Among the records below, count the lines where "good" occurs, and report that total alone.

* **Data provided**
· · · · ·
PR #408, opened 2021-06-17
Safeguard codeblocks.py as it counts mnemonics

upside2:
Counting the mnemonics can raise an exception, causing premature termination of analyzeFunction() in codeblocks.py.  The mnemonics count is used in instrhook.py and does nothing constructive for codeblocks.py.  Usually the exception is InvalidInstruction but I have seen others; therefore, recommending to handle the general Exception.

Example in VirusTotal:  0030688c20e9b36d8e619d04c23ebf78.  Exceptions cause code blocks at 0x808cfa0, 0x8070480, 0x8062f30, and other places to be missed during vw.analyze().

### DIFF
--- a/vivisect/analysis/generic/codeblocks.py
+++ b/vivisect/analysis/generic/codeblocks.py
@@ -75,8 +75,11 @@ def analyzeFunction(vw, funcva):
                 brefs.append((va, False))
                 break
 
-            op = vw.parseOpcode(va)     # parseOpcode() pulls arch from the location db, if exists
-            mnem[op.mnem] += 1
+            try:
+                op = vw.parseOpcode(va)     # parseOpcode() pulls arch from the location db, if exists
+                mnem[op.mnem] += 1
+            except Exception:
+                pass
             size += lsize
             opcount += 1
             nextva = va + lsize
--- a/vivisect/analysis/generic/codeblocks.py
+++ b/vivisect/analysis/generic/codeblocks.py
@@ -80,7 +80,7 @@ def analyzeFunction(vw, funcva):
                 mnem[op.mnem] += 1
             except Exception:
                 logger.warning('Codeblock bad opcode at 0x%x, ignoring error %s', va, e)
-                pass
+                break
             size += lsize
             opcount += 1
             nextva = va + lsize
--- a/vivisect/analysis/generic/codeblocks.py
+++ b/vivisect/analysis/generic/codeblocks.py
@@ -79,6 +79,7 @@ def analyzeFunction(vw, funcva):
                 op = vw.parseOpcode(va)     # parseOpcode() pulls arch from the location db, if exists
                 mnem[op.mnem] += 1
             except Exception:
+                logger.warning('Codeblock bad opcode at 0x%x, ignoring error %s', va, e)
                 pass
             size += lsize
             opcount += 1


vivisect/analysis/generic/codeblocks.py
```diff
@@ -75,8 +75,11 @@ def analyzeFunction(vw, funcva):
                 brefs.append((va, False))
                 break
 
-            op = vw.parseOpcode(va)     # parseOpcode() pulls arch from the location db, if exists
-            mnem[op.mnem] += 1
+            try:
+                op = vw.parseOpcode(va)     # parseOpcode() pulls arch from the location db, if exists
+                mnem[op.mnem] += 1
+            except Exception:
+                pass
```
atlas0fd00m, line 82: i agree with the desire and your goals...  completing the emulation pass is important for many analysis things.  @rakuy0 and i have discussed this a bit in recent months.  

the problem is, how big is the opcode that failed to parse?  how do we calculate nextva?

my next question:  if its got a valid lsize, how did that location of type LOC_OP get created if it didn't parse the opcode?

a different option:  perhaps a "break" to get out of the current loop and start another iteration through the outer loop (instead of bailing on all analysis).

better yet:  can you help us fix the opcode that didn't parse correctly?  that PR would be the best help.  it doesn't seem like it's as big an impact, but it is a much more valuable impact over time.  the quality of our decoders and emulators is the highest importance.

atlas0fd00m: also, keep in mind that "pass" on exception without any sort of logging or emulog'ing loses potentially valuable information that something broken and what.  i've done this a lot, so i cringe saying it.

thanks!

upside2: Logging is a good idea - I added it.

I will try to put up a separate PR with opcode corrections for some cases that I see.

Even if there was perfect opcode disassembly, code flow analysis sometimes explores where there is no legit code and an InvalidInstruction exception happens.  For instance, sample 0396166eafeaa4ea136dc20999e89974 is explored at 0x4018a7.  It may be that the codeblocks analysis does nothing in this case, but I still like catching the exception (and logging it).

atlas0fd00m: i fully agree about the value of catching and logging the exception.
the problem here is still that we don't know how big the opcode might have been so we may continue emulating completely bad code from this point.  "break"ing from here should terminate this emulation loop, and draw the next one from the queue.  instead of `pass`, put `break`, and i think we'll be gtg.

atlas0fd00m:
```suggestion
                break
```

atlas0fd00m (changes requested):

vivisect/analysis/generic/codeblocks.py
upside2: replaced "pass" with "break"

By the way, upon closer inspection of my regression results, this is only happening on ELF files, not PE or Mach-O.

atlas0fd00m (approved):
thanks @upside2 !  appreciate your help making Vivisect more useful for doing the fun stuff. :)

atlas0fd00m:
@upside2 is there anything else to add here? or are we good to merge?

also, if you have opcodes that are not decoding correctly (and you think they should), please feel free to drop the bytes into a Github Issue, and tag @rakuy0 or me on it.  if it's malware-craziness that shouldn't decode, whatever (we want to handle that gracefully as well) but if it's real code, we're doing all we can to make sure decoding *and* emulation as as tight as possible.  

thanks!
· · · · ·
* **Result**
2